*** Opening Entries provided ***

PR #6202, opened 2025-08-28
runtime: get genesis working [wip, do not review]

ibhatt-jumptrading:


jumpsiegel (approved):

src/app/firedancer-dev/commands/backtest.c
```diff
@@ -376,73 +387,75 @@ backtest_cmd_fn( args_t *   args FD_PARAM_UNUSED,
...
-    long cur = fd_log_wallclock();
-    if( FD_UNLIKELY( cur<next ) ) {
-      long sleep_nanos = fd_long_min( 1000L*1000L, next-cur );
-      FD_TEST( !fd_sys_util_nanosleep(  (uint)(sleep_nanos/(1000L*1000L*1000L)), (uint)(sleep_nanos%(1000L*1000L*1000L)) ) );
-      continue;
+      ulong total_off    = snaprd_metrics[ MIDX( GAUGE, SNAPRD, FULL_BYTES_READ ) ] +
+                          snaprd_metrics[ MIDX( GAUGE, SNAPRD, INCREMENTAL_BYTES_READ ) ];
+      ulong snaprd_backp = snaprd_metrics[ MIDX( COUNTER, TILE, REGIME_DURATION_NANOS_BACKPRESSURE_PREFRAG ) ];
+      ulong snaprd_wait  = snaprd_metrics[ MIDX( COUNTER, TILE, REGIME_DURATION_NANOS_CAUGHT_UP_PREFRAG    ) ] +
+                          snaprd_metrics[ MIDX( COUNTER, TILE, REGIME_DURATION_NANOS_CAUGHT_UP_POSTFRAG   ) ] + snaprd_backp;
```
ripatel-fd: sorry for the nit but can you keep the original vertical alignment here

src/app/firedancer-dev/commands/backtest.c
```diff
@@ -376,73 +387,75 @@ backtest_cmd_fn( args_t *   args FD_PARAM_UNUSED,
   fd_topo_run_single_process( &config->topo, 2, config->uid, config->gid, fdctl_tile_run );
 
   fd_topo_t * topo = &config->topo;
+  int genesis_boot = config->tiles.replay.genesis[0] != '\0';
+  if( FD_LIKELY( !genesis_boot ) ) {
+    fd_topo_tile_t * snaprd_tile = &topo->tiles[ fd_topo_find_tile( topo, "snaprd", 0UL ) ];
```
ripatel-fd, line 392: i feel like we should move this monitoring code into its own function. This !genesis_boot condition seems a bit random. There will be other backtest scenarios in the future where a snapshot is not needed, for example when persisted accounts database and bank state in workspaces is available. And we shouldn't move this whole block of code again when we introduce these conditions

src/app/firedancer-dev/commands/backtest.c
```diff
@@ -38,6 +38,8 @@ backtest_topo( config_t * config ) {
   ulong exec_tile_cnt   = config->firedancer.layout.exec_tile_count;
   ulong writer_tile_cnt = config->firedancer.layout.writer_tile_count;
 
+  int genesis_boot = config->tiles.replay.genesis[0] != '\0';
```
ripatel-fd: Great that you're making snapshot loading optional. Frustrating that it wasn't optional from the beginning. I'd call this `int enable_snap_loader` or something in case we have other reasons unrelated to genesis why you'd want to omit the snapshot loader

src/app/firedancer/topology.c
```diff
@@ -370,11 +374,13 @@ fd_topo_initialize( config_t * config ) {
   /**/                 fd_topob_link( topo, "send_txns",    "send_txns",    128UL,                                    FD_TPU_RAW_MTU,                1UL   );
   /**/                 fd_topob_link( topo, "send_sign",    "send_sign",    128UL,                                    FD_TXN_MTU,                    1UL   );
   /**/                 fd_topob_link( topo, "sign_send",    "sign_send",    128UL,                                    sizeof(fd_ed25519_sig_t),      1UL   );
+  if( FD_LIKELY(!is_genesis ) ) {
```
ripatel-fd:
```suggestion
  if( FD_LIKELY( !is_genesis ) ) {
```

src/app/firedancer/topology.c
```diff
@@ -437,12 +443,18 @@ fd_topo_initialize( config_t * config ) {
...
-  snaprd_tile->allow_shutdown = 1;
-  fd_topo_tile_t * snapdc_tile = fd_topob_tile( topo, "snapdc", "snapdc", "metric_in", tile_to_cpu[ topo->tile_cnt ], 0, 0 );
-  snapdc_tile->allow_shutdown = 1;
-  fd_topo_tile_t * snapin_tile = fd_topob_tile( topo, "snapin", "snapin", "metric_in", tile_to_cpu[ topo->tile_cnt ], 0, 0 );
-  snapin_tile->allow_shutdown = 1;
+  fd_topo_tile_t * snaprd_tile = NULL;
+  fd_topo_tile_t * snapdc_tile = NULL;
+  fd_topo_tile_t * snapin_tile = NULL;
+
+  if( FD_LIKELY(!is_genesis ) ) {
```
ripatel-fd:
```suggestion
  if( FD_LIKELY( !is_genesis ) ) {
```

src/flamenco/runtime/fd_runtime.c
```diff
@@ -2404,117 +2457,145 @@ fd_runtime_process_genesis_block( fd_exec_slot_ctx_t * slot_ctx,
...
   }
 
+  /* If we have a genesis file, we will need to open the file and read
+     the data into a buffer. */
+
   struct stat sbuf;
-  if( FD_UNLIKELY( stat( genesis_filepath, &sbuf) < 0 ) ) {
-    FD_LOG_ERR(( "cannot open %s : %s", genesis_filepath, strerror(errno) ));
+  if( FD_UNLIKELY( stat( genesis_filepath, &sbuf)<0 ) ) {
+    FD_LOG_ERR(( "cannot open %s : %s", genesis_filepath, strerror( errno ) ));
```
ripatel-fd:
```suggestion
    FD_LOG_ERR(( "cannot open %s: %i-%s", genesis_filepath, errno, fd_io_strerror( errno ) ));
```

src/flamenco/runtime/fd_runtime.c
```diff
@@ -2404,117 +2457,145 @@ fd_runtime_process_genesis_block( fd_exec_slot_ctx_t * slot_ctx,
...
   }
   int fd = open( genesis_filepath, O_RDONLY );
-  if( FD_UNLIKELY( fd < 0 ) ) {
-    FD_LOG_ERR(("cannot open %s : %s", genesis_filepath, strerror(errno)));
+  if( FD_UNLIKELY( fd<0 ) ) {
+    FD_LOG_ERR(("cannot open %s : %s", genesis_filepath, strerror( errno ) ));
```
ripatel-fd, line 2538:
```suggestion
    FD_LOG_ERR(("cannot open %s: %i-%s", genesis_filepath, errno, fd_io_strerror( errno ) ));
```

src/flamenco/runtime/fd_runtime.c
```diff
@@ -2404,117 +2457,145 @@ fd_runtime_process_genesis_block( fd_exec_slot_ctx_t * slot_ctx,
...
+  /* If we have a genesis file, we will need to open the file and read
+     the data into a buffer. */
+
   struct stat sbuf;
-  if( FD_UNLIKELY( stat( genesis_filepath, &sbuf) < 0 ) ) {
-    FD_LOG_ERR(( "cannot open %s : %s", genesis_filepath, strerror(errno) ));
+  if( FD_UNLIKELY( stat( genesis_filepath, &sbuf)<0 ) ) {
+    FD_LOG_ERR(( "cannot open %s : %s", genesis_filepath, strerror( errno ) ));
   }
   int fd = open( genesis_filepath, O_RDONLY );
```
ripatel-fd, line 2536: This wouldn't work in a production validator because we ban `open`. Which is going to be problematic for `firedancer-dev dev`. I think one way this could work is that we open the genesis file descriptor in `privileged_init`, then do the actual read in the replay tile. Not going to block the PR over this though, can fix in a follow up PR.

src/flamenco/runtime/fd_runtime.c
```diff
@@ -2404,117 +2457,145 @@ fd_runtime_process_genesis_block( fd_exec_slot_ctx_t * slot_ctx,
...
+     copied out to an indepedent buffer. Decode the genesis block from
+     the config data. */
 
-    for( ulong i=0; i<genesis_block->accounts_len; i++ ) {
-      fd_pubkey_account_pair_t * a = &genesis_block->accounts[i];
+  int err;
+  fd_genesis_solana_t * genesis_block = fd_bincode_decode_spad(
+      genesis_solana, runtime_spad, buf, sz, &err );
+  if( FD_UNLIKELY( err!=FD_BINCODE_SUCCESS ) ) {
+    FD_LOG_ERR(( "fd_genesis_solana_decode_footprint failed (%d)", err ));
```
ripatel-fd: Not operator friendly, i would just say something like: "Failed to decode genesis manifest"

src/funk/fd_funk_base.h
```diff
@@ -300,7 +300,7 @@ fd_funk_txn_xid_eq_root( fd_funk_txn_xid_t const * x ) {
 static inline fd_funk_txn_xid_t *
 fd_funk_txn_xid_set_root( fd_funk_txn_xid_t * x ) {
   ulong * a = x->ul;
-  a[0] = 0UL; a[1] = 0UL;
+  a[0] = ULONG_MAX; a[1] = ULONG_MAX;
   return x;
 }
```
ripatel-fd, line 305: Why this drive-by change of the funk root XID? I have a feeling this is going to break stuff

src/app/firedancer-dev/commands/backtest.c
jumpsiegel: I feel a bit stronger in that I think we need to merge the backtest and live topo setup, making it properly configurable, because right now when you fix one you always have to fix the other

src/app/firedancer/topology.c
jumpsiegel: done

src/funk/fd_funk_base.h
jumpsiegel: This isn't a drive by but was a major bug fix.  slot 0 was previously the root sentinel.   I needed slot 0 to be a legit slot

jumpsiegel (dismissed):

src/flamenco/runtime/fd_runtime.c
jumpsiegel: Yeah, lets hit this up in a follow up PR..

src/flamenco/runtime/fd_runtime.c
jumpsiegel: for our grand sandbox PR.. yeah, I can see this would be a good change

jumpsiegel (approved):

jumpsiegel (approved):

kbhargava-jump (approved):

*** Closing Entries provided ***

What lines in the data hold the word "something"? Return them.

ripatel-fd: Great that you're making snapshot loading optional. Frustrating that it wasn't optional from the beginning. I'd call this `int enable_snap_loader` or something in case we have other reasons unrelated to genesis why you'd want to omit the snapshot loader
ripatel-fd: Not operator friendly, i would just say something like: "Failed to decode genesis manifest"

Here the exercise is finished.